Configure the simulator to use the same cache parameters as you used in question 3 of homework #3 and the branch prediction parameters from part h of the same.  Use the benchmark gcc with 2% sampling, 4% warmup and a 10M sampling granularity.

Here are some other settings for your runs:

• Use a symmetric 4-wide machine (all stages must be 4 wide). The scheduler is further constrained as it cannot issue any combination of 4 instructions per cycle. Constrain it to issue at most 3 integer, 1 FP, 1 load, and 1 store per cycle.
• Use a 64 entry ROB, a 32 entry load queue, and a 16 entry store queue (the load and store queue combined are the "MOB" as shown in class).
• Use 40 reservation stations.
• Use a recover bandwidth of 4 instructions to simulate recovery by reverse-walk of the ROB.
• Use speculative execution.
• Use a conservative load scheduling policy.
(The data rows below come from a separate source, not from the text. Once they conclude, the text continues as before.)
Issue #33, opened 2019-09-27
Clarify formula for membership of Steering committee


sebgoa:
Currently the SC is populated based on:

> Seats on the steering committee are allocated based upon contribution to the project by an organization. No final decision has been made on the exact formula.

I think it is time to clarify this formula. Until the formula is clearly spelled out this does not feel like an open governance to me and with Google's majority of 4 seats, this feels too much like a Google project. This is starting to cause a perception issue in the large k8s/cloud-native community which I strongly believe needs to be addressed.

I would recommend to look at the way kubernetes setup the bootstrap committee and subsequently held elections.

rgregg:
I've personally struggled with how we can fairly measure contribution to the project. Not all contributions come in the form of measurable data. There's certainly things like LOC, PRs, issues opened, issues resolved, issues worked on, leadership, presentations, code reviews, $'s spent, etc. Trying to find an exact formula that we can plug data into and produce a meaningful output hasn't been a priority, although maybe it should be. 

I'd be interested to know if there are examples we can reference or other formulas that have been used in other projects to measure the contributions of the community. I'd rather not invent our own formula for Knative if we can avoid it.

In the past we've referenced the [CNCF DevStats page for Knative](https://knative.teststats.cncf.io/d/5/companies-table?orgId=1), to gather some insights into contributions to the project, although it feels like a bit of a black box in terms of what that measures. If we used that metric alone, the SC make-up would be even more skewed, so we originally balanced it based on orders of magnitude of contributions across the companies listed.

I'm open to suggestions for how we can measure contributions objectively to create a formula, but I don't see us reconsidering the organization style membership of the Steering committee right now.

bsnchan:
Conversation and Discussions happening here: https://docs.google.com/document/d/1wkQ0okNxdrno88Wj-J7uqPIPMB7Uvge_kuV4RXRI4JE/edit#

PR #214, opened 2020-08-12
WIP: proposal for steering composition mechanics

pmorie:
This PR contains a WIP proposal for a new steering committee charter, which is made not only by myself but also by Brenda Chan and Michael Behrendt. For clarity, this proposal is not endorsed by the steering committee at the time of posting, and is not made on behalf of the steering committee.

The purpose of this proposal is to foster discussion of the mechanics for how steering is formed and maintained in a way that upholds the project [values](https://github.com/knative/community/blob/master/VALUES.md) of visibility, transparency, and feedback from our community.

We welcome your comments on this proposal and invite you to join us for a discussion on this topic in the August 19 public meeting of the steering committee.

If you would prefer to share your thoughts anonymously, you can use [this form](https://forms.gle/NgxsT7ojfRRbdPBVA). Note: responses to this form will be anonymous, but public.

Survey results can be accessed [here](https://docs.google.com/spreadsheets/d/1Lpg8vEvpM_wz0_KSqPHBBCq64lyT0tX7Vg5EkrSL6r8/edit?usp=sharing).

See https://github.com/knative/community/issues/33

### DIFF
--- a/STEERING-COMMITTEE.md
+++ b/STEERING-COMMITTEE.md
@@ -212,7 +212,7 @@ representation discussed below. This is the same process used for TOC elections.
 ### Limitations on Company Representation
 
 No more than two seats may be held by employees of the same organization (or
-consortium, in the case of companies owning each other).  Additionally, the two
+conglomerate, in the case of companies owning each other).  Additionally, the two
 End-User seats may not belong to employees of the same organization. If the
 results of an election result in greater than two employees of the same
 organization, the lowest vote getters from any particular employer will be
--- a/STEERING-COMMITTEE.md
+++ b/STEERING-COMMITTEE.md
@@ -38,7 +38,6 @@ the way we run this committee, based on feedback from the community.
    disposition of those resources.
 1. Manage the Knative brand and decide which things can be called "Knative" and
    how that mark can be used in relation to other efforts or vendors.
-1. Confirm/reject nominations to the Technical Oversight Committee.
 1. Receive and handle reports about [code of conduct](./CODE-OF-CONDUCT.md)
    violations and maintain confidentiality.
 1. Receive security reports; work with the appropriate technical leads to accept
@@ -189,7 +188,8 @@ requirements based on community feedback.
 Community members must be eligible to vote in order to stand for election (this
 includes voters who qualify for an exception). Candidates may self-nominate or
 be nominated by another eligible member. There are no term limits for KSC
-members.
+members. Nothing prevents a qualified member from serving on both the TOC and SC
+simultaneously.
 
 To run for a Contributing seat, a candidate must additionally be at least a
 project Member as defined in [ROLES.md](https://github.com/knative/community/blob/master/ROLES.md).
@@ -261,6 +261,18 @@ Amendments are accepted with majority consent of the committee.
 
 Proposals and amendments to the charter are available for at least a period of
 one week for comments and questions before a vote will occur.
+
+## Authority, Facilitation, and Decision Making in Knative
+
+Ideally most decisions will be made at the lowest possible level within the
+project: within individual working groups. When this is not possible for
+technical decisions, the TOC can help facilitate a conversation to work through
+the contended issue. When facilitation by the TOC does not resolve the contended
+issue, the Steering Committee can help facilitate. When facilitation by the SC
+does not resolve the contention, the SC may have to make a decision.
+
+Note that if the SC is called to resolve contended decisions regularly, it is a
+symptom of a larger in the community that will need to be addressed.
 
 ---
 
--- a/STEERING-COMMITTEE.md
+++ b/STEERING-COMMITTEE.md
@@ -19,10 +19,11 @@ the way we run this committee, based on feedback from the community.
 - [Committee Meetings](#committee-meetings)
 - [Committee Mechanics](#committee-mechanics)
 - [Committee Members](#committee-members)
-  - [Allocation of seats](#allocation-of-seats)
 - [Decision process](#decision-process)
+- [Raising issues for the SC](#raising-issue-to-the-steering-committee)
+- [Elections](#election-procedure)
+- [Vacancies](#vacancies)
 - [Changes to the charter](#changes-to-the-charter)
-- [Getting in touch](#getting-in-touch)
 
 ## Charter
 
@@ -37,8 +38,6 @@ the way we run this committee, based on feedback from the community.
    disposition of those resources.
 1. Manage the Knative brand and decide which things can be called "Knative" and
    how that mark can be used in relation to other efforts or vendors.
-1. Confirm/reject nominations to the KSC from organizations who are allocated
-   seats.
 1. Confirm/reject nominations to the Technical Oversight Committee.
 1. Receive and handle reports about [code of conduct](./CODE-OF-CONDUCT.md)
    violations and maintain confidentiality.
@@ -60,28 +59,26 @@ committee currently recognizes this delegated authority for:
 
 KSC meets every two weeks, or as-needed. Meetings are held online.
 
-Given the private nature of many of these discussions (e.g. privacy, private
+Given the private nature of some of these discussions (e.g. privacy, private
 emails to the committee, code of conduct violations, escalations, disputes
-between members, security reports, etc.) meetings are held in private.
+between members, security reports, etc.) some meetings are held in private.
 
-Meeting notes are available to members of the knative-dev mailing list (link to
-be added).
+Meeting notes are available to members of the [knative-dev mailing list](https://groups.google.com/forum/#!forum/knative-dev).
 
 Questions and proposals for changes to governance are posted as
 [issues in the docs repo](https://github.com/knative/docs/issues), and the KSC
-invites your feedback there. See [Getting in touch](#getting-in-touch) for other
+invites your feedback there. See [Raising Issues](#raising-issue-to-the-steering-committee) for other
 options.
 
 ## Committee members
 
-Seats on the Steering Committee are held by an organization, not by the
-individual.
+Seats on the Steering Committee are held by an individual, not by their employer.
 
-The committee was created as the project was in its infancy, in order to tackle
-governance and overall project strategy. Because of the nature of the project
-and funding required, it was decided that strong corporate leadership was
-necessary for the project to ensure velocity. As the project grows and matures
-the KSC will, from time to time, consider if this policy should be changed.
+When the Knative project was created, it was assigned strong corporate
+leadership through organizationally appointed steering committee members. As a
+mature project with production adoption, the project has moved to a democratic
+process of selecting new SC members.  This process may change again in the
+future as Knative continues to grow.
 
 The current membership of the committee is currently (listed alphabetically by
 first name):
@@ -97,39 +94,8 @@ first name):
 |  | Open \*      | Google       |  |
 
 
-\* Open seats have been allocated to the organization per the committee rules,
-  but have not been assigned to a member of the organization.
-
-### Allocation of seats
-
-Seats on the steering committee are allocated based upon contribution to the
-project by an organization. No final decision has been made on the exact
-formula.
-
-As the project continues to grow, we expect to add additional seats to the
-committee, ensuring that those contributing to the project are properly
-represented.
-
-- After a seat is allocated to an organization, the organization shall nominate
-  a candidate to be confirmed by KSC. The committee reserves the right to not
-  confirm a candidate, in which the organization would need to nominate a new
-  candidate
-- Members of the committee may step down at any time. When a member steps down,
-  their organization shall nominate a new candidate.
-- If a member leaves their organization, the organization must nominate a new
-  committee member to replace them following the nomination and confirmation
-  process.
-- If an organization is unable to seat a candidate, the KSC reserves the right
-  to reallocate the seat to another organization.
-- Changes to the number of seats, which company seats are allocated to, and
-  nominations to the committee are confirmed by majority vote of the committee
-  members.
-- In situations where the organization which holds a seat is no longer a viable
-  entity (e.g. merger, dissolution, bankruptcy) the KSC will make a decision on
-  how to reallocate that seat. Seats do not automatically transfer to any
-  organization.
-- Members on the committee have a 1 year term from their confirmation, and may
-  be reconfirmed to the committee at the end of their term.
+\* Open seats have been allocated to the organization per the prior committee rules,
+  but have not been assigned to a member of the organization or replaced with elected seats.
 
 ## Decision process
 
@@ -143,14 +109,6 @@ Quorum is considered reached when at least half of the members are present.
 In case of extended absence, the organization of the absent member may appoint a
 single delegate from the same company during the absence.
 
-## Changes to the charter
-
-Changes to the KSC charter may be proposed via a Pull Request on the charter
-itself. Amendments are accepted with majority consent of the committee.
-
-Proposals and amendments to the charter are available for at least a period of
-one week for comments and questions before a vote will occur.
-
 ## Raising issues to the steering committee
 
 There are two ways to raise issues to the steering committee for decision:
@@ -162,11 +120,155 @@ There are two ways to raise issues to the steering committee for decision:
 2. Open an issue on a knative repository and indicate that you would like
    attention from the steering committee.
 
+## Composition
+
+The steering committee will have 7 seats.  Five of the seats will be
+Contributing seats, open to any project contributor.  Two of the seats will be
+End-User seats, open only to active end-user community members.  See Candidate
+Eligibility for definitions of these categories.
+
+Steering Committee members will serve for 2-year terms, staggered in order to
+preserve continuity.  Every year either two or three contributor seats will be
+elected, and one end user seat will be elected.
+
+## Election Procedure
+
+### Timeline
+
+Steering Committee elections shall be held in October or November of each year.
+Six weeks or more before the election, the Steering Committee shall appoint
+Election Officer(s) (see below).  Four weeks or more before the election, the
+Election Officer(s) will issue a call for nominations, publish the list of
+voters, and open the call for exceptions.  One week before the election the call
+for nominations and exceptions will be closed.  The election will be open for
+voting not less than two weeks and not more than four.  The results of the
+election shall be announced within one week of closing the election.  New
+Steering Committee members will take office on December 1 of each year.
+
+### Election Officer(s)
+
+Six weeks or more before the election, the Steering Committee will appoint
+between one and three Election Officer(s) to administer the election.  Elections
+Officers will be Knative community members in good standing who are eligible to
+vote, are not running for Steering in that election, and can make a public
+promise of impartiality.  They will be responsible for:
+
+* Making all announcements associated with the election
+* Preparing and distributing electronic ballots
+* Judging exception requests
+* Assisting candidates in preparing and sharing statements
+* Tallying voting results according to the rules in this charter
+
+### Eligibility to Vote
+
+Anyone who has at least 50 contributions in the last 12 months is eligible to
+vote in the Steering election. Contributions are defined as opening PRs,
+reviewing and commenting on PRs, opening and commenting on issues, writing
+design docs, commenting on design docs, helping people on slack, participating
+in working groups, and other efforts that help advance Knative the project.
+
+[This
+dashboard]((https://knative.teststats.cncf.io/d/9/developer-activity-counts-by-repository-group-table?orgId=1&var-period_name=Last%20year)
+shows only GitHub based contributions and does not capture all the contributions
+we value. We expect this metric not to capture everyone who should be eligible
+to vote. If a community member has had significant contributions over the past
+year but is not captured in the [stats.knative.dev
+dashboard](https://knative.teststats.cncf.io/d/9/developer-activity-counts-by-repository-group-table?orgId=1&var-period_name=Last%20year),
+they will be able to submit an exception form to the Elections Officer(s) who
+will then review and determine whether this member should be marked as an
+exception.  All exceptions, and the reasons for them, will be recorded in a log
+that will be available to Steering and the TOC.
+
+All eligible voters will be captured at
+knative/community/steering-elections/$YEAR/voters.md and the voters’ guide will
+be captured at knative/community/steering-elections/$YEAR/README.md, similar to
+the kubernetes election process and identical to the TOC election process.
+
+We are committed to an inclusive process and will adapt future eligibility
+requirements based on community feedback.
+
+### Candidate Eligibility
+
+Community members must be eligible to vote in order to stand for election (this
+includes voters who qualify for an exception). Candidates may self-nominate or
+be nominated by another eligible member. The approximate time commitment of a
+Steering member is around 5 hours per week.
+
+To run for a Contributing seat, a candidate must additionally be at least a
+project Member as defined in Roles.md.
+
+To run for an End-User seat, a candidate must be employed by, or own, an
+organization that does not sell products or services derived from Knative.
+Staff with in-house Knative deployments, as well as application developers who
+create applications that run on Knative, are eligible (and encouraged to run)
+for these seats.  Additionally, the candidate must participate in the
+knative-users mailing list and/or community-facing Knative Slack channels.
+
+### Voting Procedure
+
+Elections will be held using a time-limited
+[Condorcet](https://en.wikipedia.org/wiki/Condorcet_method) ranking on
+[CIVS](http://civs.cs.cornell.edu/) using the Schulze method. The top
+vote-getters will be elected to the open seats, with the exceptions for company
+representation discussed below. This is the same process used for TOC elections.
+
+### Limitations on Company Representation
+
+No more than two seats may be held by employees of the same organization (or
+consortium, in the case of companies owning each other).  Additionally, the two
+End-User seats may not belong to employees of the same organization. If the
+results of an election result in greater than two employees of the same
+organization, the lowest vote getters from any particular employer will be
+removed until representation on the committee is down to two.
+
+If employers change because of job changes, acquisitions, or other events, in a
+way that would yield more than 2 seats being held by employees of the same
+organization, sufficient members of the committee must resign until only two
+employees of the same employer are left. If it is impossible to find sufficient
+members to resign, all employees of that organization will be removed and new
+special elections held. In the event of a question of company membership (for
+example evaluating independence of corporate subsidiaries) a majority of all
+non-involved Steering Committee members will decide.
+
+## Vacancies
+
+In the event of a resignation or other loss of an elected SC member, the
+candidate with the next most votes from the previous election will be offered
+the seat, provided that person otherwise qualifies to join the SC. This process
+will continue until the seat is filled.
+
+In case this fails to fill the seat, a special election for that position will
+be held as soon as possible, unless the regular SC election is less than 7 weeks
+away.  Eligible voters from the most recent election will vote in the special
+election (ie: eligibility will not be redetermined at the time of the special
+election). Any replacement SC member will serve out the remainder of the term
+for the person they are replacing, regardless of the length of that remainder.
+
+## Transition
+
+In order to transition from the original, organization-appointed Steering
+Committee structure, elections will be phased in over 14 months.
+
+In October 2020, four positions will be elected, including three Contributing
+seats and one End-User seat.  One Google, one Red Hat/IBM, and one VMWare seat
+will be retained from the current Steering Committee.
+
+In October or November 2021, the three "old SC" seats will be replaced by
+elected seats (two Contributing and one End-User).
+
+## Changes to the charter
+
+Changes to the KSC charter may be proposed via a Pull Request on the charter
+itself. Amendments are accepted with majority consent of the committee.
+
+Proposals and amendments to the charter are available for at least a period of
+one week for comments and questions before a vote will occur.
+
 ---
 
 Portions of this document are adapted from the
 [Istio Steering Committee](https://github.com/istio/community/blob/master/STEERING-COMMITTEE.md)
-documentation, which is licensed under the Apache License 2.0.
+documentation, and other portions are copied from the [Kubernetes Steering Committee](https://github.com/kubernetes/steering/blob/master/elections.md), both of which are licensed under the Apache License 2.0.
 
 Except as otherwise noted, the content of this page is licensed under the
 [Creative Commons Attribution 4.0 License](https://creativecommons.org/licenses/by/4.0/),
--- a/STEERING-COMMITTEE.md
+++ b/STEERING-COMMITTEE.md
@@ -64,22 +64,18 @@ emails to the committee, code of conduct violations, escalations, disputes
 between members, security reports, etc.) some meetings are held in private.
 
 Meeting notes are available to members of the [knative-dev mailing
-list](https://groups.google.com/forum/#!forum/knative-dev). Public meetings will
+list](https://groups.google.com/forum/#!forum/knative-dev) (note: these are
+accessible to members of the knative-users list as well). Public meetings will
 be recorded and the recordings made available publicly.
 
-Questions and proposals for changes to governance are posted as
-[issues in the docs repo](https://github.com/knative/docs/issues), and the KSC
-invites your feedback there. See [Raising Issues](#raising-issue-to-the-steering-committee) for other
-options.
+Questions and proposals for changes to governance are posted as [issues in the
+community repo](https://github.com/knative/community/issues), and the KSC
+invites your feedback there. See [Raising
+Issues](#raising-issue-to-the-steering-committee) for other options.
 
 ## Committee members
 
 Seats on the Steering Committee are held by an individual, not by their employer.
-
-When the Knative project was created, it was assigned strong corporate
-leadership through organizationally appointed steering committee members. As a
-mature project with production adoption, the project has moved to a democratic
-process of electing new KSC members.
 
 The current membership of the committee is currently (listed alphabetically by
 first name):
@@ -103,7 +99,7 @@ first name):
 The steering committee desires to always reach consensus.
 
 Decisions are made in meetings when a quorum of the members are present and may
-pass with majority of the committee supporting it.
+pass with at least half the members of the committee supporting it.
 
 Quorum is considered reached when at least half of the members are present.
 
@@ -120,10 +116,10 @@ There are two ways to raise issues to the steering committee for decision:
 
 ## Composition
 
-The steering committee has 7 seats.  Five of the seats will be Contributing
-seats, open to any project contributor.  Two of the seats will be End-User
-seats, open only to active end-user community members.  See Candidate
-Eligibility for definitions of these categories.
+The steering committee has 7 seats.  Five of the seats are Contributing
+seats, open to any project contributor.  Two of the seats are End-User
+seats, open only to active end-user community members.  See [candidate
+eligibility](#candidate-eligibility) for definitions of these categories.
 
 Steering Committee members serve for 2-year terms, staggered in order to
 preserve continuity.  Every year either two or three contributor seats are
@@ -148,8 +144,9 @@ members will take office on December 1 of each year.
 Six weeks or more before the election, the Steering Committee will appoint
 between one and three Election Officer(s) to administer the election.  Elections
 Officers will be Knative community members in good standing who are eligible to
-vote, are not running for Steering in that election, and can make a public
-promise of impartiality.  They will be responsible for:
+vote, are not running for Steering in that election, who are not currently part
+of the Steering Committee and can make a public promise of impartiality.  They
+will be responsible for:
 
 * Making all announcements associated with the election
 * Preparing and distributing electronic ballots
@@ -166,21 +163,23 @@ design docs, commenting on design docs, helping people on slack, participating
 in working groups, and other efforts that help advance Knative the project.
 
 [This
-dashboard]((https://knative.teststats.cncf.io/d/9/developer-activity-counts-by-repository-group-table?orgId=1&var-period_name=Last%20year)
+dashboard](https://knative.teststats.cncf.io/d/9/developer-activity-counts-by-repository-group-table?orgId=1&var-period_name=Last%20year)
 shows only GitHub based contributions and does not capture all the contributions
 we value. We expect this metric not to capture everyone who should be eligible
 to vote. If a community member has had significant contributions over the past
 year but is not captured in the [stats.knative.dev
 dashboard](https://knative.teststats.cncf.io/d/9/developer-activity-counts-by-repository-group-table?orgId=1&var-period_name=Last%20year),
 they will be able to submit an exception form to the Elections Officer(s) who
-will then review and determine whether this member should be marked as an
-exception.  All exceptions, and the reasons for them, will be recorded in a log
-that will be available to Steering and the TOC.
+will then review and determine whether this member should be eligible to vote.
+All exceptions, and the reasons for them, will be recorded in a log that will be
+available to Steering and the TOC.
 
 The electoral roll of all eligible voters will be captured at
 knative/community/steering-elections/$YEAR/voters.md and the voters’ guide will
 be captured at knative/community/steering-elections/$YEAR/README.md, similar to
-the kubernetes election process and identical to the TOC election process.
+the [kubernetes election
+process](https://github.com/kubernetes/steering/blob/master/elections.md) and
+identical to the TOC election process.
 
 We are committed to an inclusive process and will adapt future eligibility
 requirements based on community feedback.
@@ -193,7 +192,7 @@ be nominated by another eligible member. There are no term limits for KSC
 members.
 
 To run for a Contributing seat, a candidate must additionally be at least a
-project Member as defined in Roles.md.
+project Member as defined in [ROLES.md](https://github.com/knative/community/blob/master/ROLES.md).
 
 To run for an End-User seat, a candidate must be employed by an organization
 that does not sell products or services derived from Knative. Staff with
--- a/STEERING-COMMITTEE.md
PR #246, opened 2020-08-28
add async repo to peribolos knative-sandbox.yaml

beemarie:


peribolos/knative-sandbox.yaml
```diff
@@ -468,6 +474,7 @@ orgs:
           net-istio: write
           net-kourier: write
           sample-controller: write
+          async-component: write
```
mattmoor, line 477: Please add it to the list for `admin` as well.

beemarie: @mattmoor done!

PR #249, opened 2020-08-31
Make it so the folks doing github actions exploring in sandbox can make releases

n3wscott:
Sandbox is intended to be a little less structured that core Knative. In working with github actions, I need to be able to make releases, but I am not a member of productivity. Making a new group to have admin over the `.github` and `github actions` related repos in `knative-sandbox`.

### DIFF
--- a/peribolos/knative-sandbox.yaml
+++ b/peribolos/knative-sandbox.yaml
@@ -480,13 +480,9 @@ orgs:
         repos:
           .github: admin
           downstream-test-go: admin
-        teams:
-          Git Hub Action Leads:
-            description: The leads for GitHub Actions for Knative
-            members:
-            - n3wscott
-            - mattmoor
-            privacy: closed
+        members:
+        - n3wscott
+        - mattmoor
       Serving Writers:
         description: Grants write access to serving-related repositories.
         privacy: closed
--- a/peribolos/knative-sandbox.yaml
+++ b/peribolos/knative-sandbox.yaml
@@ -474,6 +474,19 @@ orgs:
             - chizhg
             - chaodaiG
             privacy: closed
+      GitHub Actions Effort:
+        description: Grants admin rights to github actions related repositories.
+        privacy: closed
+        repos:
+          .github: admin
+          downstream-test-go: admin
+        teams:
+          Git Hub Action Leads:
+            description: The leads for GitHub Actions for Knative
+            members:
+            - n3wscott
+            - mattmoor
+            privacy: closed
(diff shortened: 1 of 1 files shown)


peribolos/knative-sandbox.yaml
```diff
@@ -474,6 +474,19 @@ orgs:
             - chizhg
             - chaodaiG
             privacy: closed
+      GitHub Actions Effort:
+        description: Grants admin rights to github actions related repositories.
```
evankanderson, line 478: Do you want to include a closing date on this?

peribolos/knative-sandbox.yaml
```diff
@@ -474,6 +474,19 @@ orgs:
...
+        privacy: closed
+        repos:
+          .github: admin
+          downstream-test-go: admin
+        teams:
```
evankanderson, line 483: I don't think you need a sub-team here, just include `members` in the upper "effort" directly.

peribolos/knative-sandbox.yaml
n3wscott: no end in sight

peribolos/knative-sandbox.yaml
n3wscott: ok I think I did, can you double check that?

peribolos/knative-sandbox.yaml
```diff
@@ -474,6 +474,15 @@ orgs:
             - chizhg
             - chaodaiG
             privacy: closed
+      GitHub Actions Effort:
+        description: Grants admin rights to github actions related repositories.
+        privacy: closed
+        repos:
+          .github: admin
+          downstream-test-go: admin
+        members:
```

8. Measure the impact of load scheduling policy. Rerun the out-of-order experiment with "opportunistic" load scheduling. What is the speedup?

9. Measure the impact of ROB/MOB size. Rerun the out-of-order experiments with both "conservative" and "opportunistic" scheduling two more times each: once with the ROB/MOB sizes doubled, and once with those sizes halved.  What are the speedups/slowdowns in each case? With the six simulations you have now (3 ROB sizes and two load scheduling policies), can you make a statement about which is more important to performance? Is there some interaction between ROB size and load scheduling policy (i.e., does a large ROB require one policy over another)?